PR #86, opened 2022-06-21
Room screen header

### LINKED ISSUE #35: Room screen: Header UI
We need an header to use in the room screen.

We could simply reused the one in this [design](https://www.figma.com/file/zVtAKK0hzKu5JkpbzlE1pG/Message-Bubbles?node-id=1%3A29] with no call buttons

ismailgulek:
Fixes #35


pixlwave (approved):
Nice! The room screen is starting looking like Element now 😎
•••
WHAT YOU NEED TO DO: Transcribe all of the material exactly as it was written.

OUTPUT BELOW:
PR #86, opened 2022-06-21
Room screen header

### LINKED ISSUE #35: Room screen: Header UI
We need an header to use in the room screen.

We could simply reused the one in this [design](https://www.figma.com/file/zVtAKK0hzKu5JkpbzlE1pG/Message-Bubbles?node-id=1%3A29] with no call buttons

ismailgulek:
Fixes #35


pixlwave (approved):
Nice! The room screen is starting looking like Element now 😎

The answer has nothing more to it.